Dr Leopold spoke about the importance of providing person-centred care to older people with chronic conditions, particularly as many older people have multiple conditions and have varying abilities to live well with them. Individualised care plans are important, since for some people with chronic conditions, even a minor illness may lead to hospitalisation.  

The value of providing care in the community was also highlighted, with models such as hospital at home and virtual wards beneficial to those with chronic conditions, due to their reactive and person-centred nature. Dr Leopold used the Neath area as an example of good practice, where a responsive acute clinical team work to assess patients in their own home to determine whether hospital is an appropriate option. Rural areas were also highlighted as locations that need to be targeted with community care, such as populations covered by the Hywel Dda University Health Board, where people often live long distances from hospitals. Dr Leopold noted that reactive, equivalent and safe services need to be available in these areas, but hospital must never be denied to older people.  

The committee heard of the importance of supporting older people living with dementia and the lack of dementia services in Wales.
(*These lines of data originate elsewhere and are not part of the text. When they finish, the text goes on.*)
PR #1293, opened 2020-09-04
Bugfix redux: Disable autocomplete on Edit User

prabhanshuguptagit:
**Story card:** https://app.clubhouse.io/simpledotorg/story/1156

## Because

The Edit user form is being autocompleted. This was tried fixing in #1289 but that didn't work as expected.

## This addresses

Turns out `autocomplete="off"` on the form does not work as intended as of 2020: https://stackoverflow.com/a/57810447. 

This sets `autocomplete="new-password"` on the password field and `autocomplete="off"` on the field before as per [MDN's latest guidelines](https://developer.mozilla.org/en-US/docs/Web/Security/Securing_your_site/Turning_off_form_autocompletion). This disables autofill by default. The autocomplete suggestions still show up. It seems like there is no way to hide those in 2020, at least not if your field is called `email`, `phone_number` or `password`.

image

### DIFF
--- a/app/views/admin/users/_form.html.erb
+++ b/app/views/admin/users/_form.html.erb
@@ -1,6 +1,6 @@
 <div class="row">
   <div class="col-md-6">
-    <%= bootstrap_form_with(model: [:admin, user], local: true, label_errors: true, autocomplete: "off") do |form| %>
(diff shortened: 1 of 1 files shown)


harimohanraj89 (approved):
This is messed up, good luck 😂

Dr Leopold highlighted that only small pockets of excellence exist, including only one health service in Wales which has a psychologist addressing older people’s memory loss. Examples of good practice include dementia support workers in Cardiff, who provide a vital touchpoint for patients and families, and a dementia hub in Swansea, where people can access information. Dr Leopold advocated for similar services to be rolled out across the country and for policy to be focussed on increasing public understanding of dementia.
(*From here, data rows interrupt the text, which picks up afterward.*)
PR #1294, opened 2020-09-04
Assigned facility - Matview indices

harimohanraj89:
**Story card:** https://app.clubhouse.io/simpledotorg/story/1171/index-assigned-facility-in-all-materialized-views

* Adds an index to `assigned_facility_id` on the heavily used `latest_blood_pressures_per_patient_per_months` materialized view
* Removes the `latest_blood_pressures_per_patient_per_days` while we're at it. It is no longer used.


db/schema.rb
```diff
@@ -760,6 +858,7 @@
           END AS current_age,
       p.gender,
       p.status,
+      p.assigned_facility_id,
```
harimohanraj89, line 861: Looks like this got missed until now?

Expanding on the BGS’s written evidence, Dr Leopold described the importance of proactive care services and primary prevention in reducing frailty amongst older adults, including those with chronic conditions. Focussing on primary prevention, the committee heard that preventing health problems such as diabetes and cardiovascular diseases will reduce the chances of frailty in older age. The importance of exercise was emphasised, which has benefits of reducing frailty in people of all ages, including those in their 90s. Dr Leopold noted that policymakers should focus on promoting exercise to all population groups, particularly those in middle life, and free exercise classes should be available. This will reduce the number of years people spend in poor health and save the NHS money in the long run.

Dr Leopold spoke about the importance of all older individuals with chronic conditions receiving a Comprehensive Geriatric Assessment (CGA) and highlighted that there are disparities in access across services. For those presenting at A&E where there is a frailty service, then a CGA is easy to obtain whilst for those receiving care in the community, there are more gaps. Additionally, the presenting illness will influence whether people receive a CGA, with surgical illnesses less likely to result in a CGA. It was highlighted that in most health boards, only 20-30% of older people receive a CGA, which is lower than it should be. This was attributed to CGAs being labour intensive, requiring four hours of multidisciplinary team assessment and intervention. Despite this, CGA is a cost-effective intervention. Individuals who receive CGA are more likely to be alive and in their own home in six months’ time rather than being admitted to a care home or having died.

When asked about the recommendations that should be included in the inquiry’s report, Dr Leopold summarised that prevention, multimorbidity, frailty, and improving reactivity of services should all be prioritised. Additionally, older people with chronic conditions should be empowered to think about their future and what matters to them.